Issue #3658, opened 2023-01-31
Particle initialization


tmiethlinger:
Hello,

I have two questions / possible issues regarding particle initialization, for `WarpX_DIMS=1`.

### 1.) NUniformPerCell

My input file:
[input_NUniformPerCell.txt](https://github.com/ECP-WarpX/WarpX/files/10551749/input_NUniformPerCell.txt)

> NUniformPerCell: injection with a fixed number of evenly-spaced particles per cell

Using NUniformPerCell, I expected evenly-spaced particles per cell, which is however not the case.

If I plot the particle positions, then they are all located at their respective cell center: 
![image](https://user-images.githubusercontent.com/91594368/215903596-aed74c47-5643-4d13-8213-26eed35fd29b.png)
The "step size" in the staircase shape comes from ppc=500

Plot script:
```
sim = 1
simpath = campaign_dir + "/runs/" + str(sim)
filepath = simpath + "/diags/openPMD/openpmd_" + s + ".h5"
f = h5py.File(filepath, 'r')
Rz = f['data/' + str(i) + '/particles/electron/position/z'][()]
```

### 2.) NRandomPerCell
Basically the same input script as above, but with
```
NUniformPerCell -> NRandomPerCell
num_particles_per_cell_each_dim -> num_particles_per_cell
```
[input_NRandomPerCell.txt](https://github.com/ECP-WarpX/WarpX/files/10551807/input_NRandomPerCell.txt)

I don't know if bug or intended, but if I do the same simulation but different `warpx.random_seed` values, I end up with the same initial particle positions.
![image](https://user-images.githubusercontent.com/91594368/215905221-c928a516-a9ab-4b73-a8be-e37dff8bbb0a.png)

My script to read the data, and compare Rz1 with Rz2. Since they have different seeds, I'd have expected different values.
```
i = 0 # Inspect initial particle positions
s = str(i).zfill(6)

sim = 1
simpath = campaign_dir + "/runs/" + str(sim)
filepath = simpath + "/diags/openPMD/openpmd_" + s + ".h5"
f = h5py.File(filepath, 'r')
Rz1 = f['data/' + str(i) + '/particles/electron/position/z'][()]

sim = 2
simpath = campaign_dir + "/runs/" + str(sim)
filepath = simpath + "/diags/openPMD/openpmd_" + s + ".h5"
f = h5py.File(filepath, 'r')
Rz2 = f['data/' + str(i) + '/particles/electron/position/z'][()]
```

[...]

PR #3659, opened 2023-01-31
Fix NUniformPerCell for 1D

dpgrote:
It was noticed by several people that when running 1D with NUniformPerCell, all of the particles in each cell were being placed at the same location, at the center of the cell. See issue #3658. This was caused by the wrong value being used by the code that was generating the positions. This PR fixes it.

This will break several CI tests so that the benchmarks will need to be updated before merging.


RemiLehe (approved):

RemiLehe:
Thanks for fixing this!

RemiLehe (changes requested):
As can be expected, this broke the checksums for a number of 1D tests ; could you regenerate those checksums and update them as part of this PR?

dpgrote:
Yep, I will update the benchmarks. I wanted to see which ones failed.

RemiLehe (approved):

PR #3661, opened 2023-02-01
updates classical radiation reaction entry in docs

aeriforme:
This PR adds missing information to the documentation regarding the usage of
classical radiation reaction together with the quantum synchrotron module.


lucafedeli88 (approved):
Thanks @aeriforme for this PR!

PR #3663, opened 2023-02-01
change plotfile RZ allowed diag to r,t from x,y

RTSandberg:
Previously there were multiple diagnostic naming conventions in RZ: openPMD RZ transverse field were `r`,`t` and plotfile RZ transverse fields were `x`,`y`.  Furthermore, if `<diag>.dump_rz_modes=1` and all modes are written to plotfile then the modes are labeled as `<field>r_<mode>_<real/imag>`.  Now all RZ transverse fields are labeled `r` and `t`.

+===+

Restate the material word for word, but only from its first line through the line containing "If I plot the".

Issue #3658, opened 2023-01-31
Particle initialization


tmiethlinger:
Hello,

I have two questions / possible issues regarding particle initialization, for `WarpX_DIMS=1`.

### 1.) NUniformPerCell

My input file:
[input_NUniformPerCell.txt](https://github.com/ECP-WarpX/WarpX/files/10551749/input_NUniformPerCell.txt)

> NUniformPerCell: injection with a fixed number of evenly-spaced particles per cell

Using NUniformPerCell, I expected evenly-spaced particles per cell, which is however not the case.

If I plot the particle positions, then they are all located at their respective cell center: 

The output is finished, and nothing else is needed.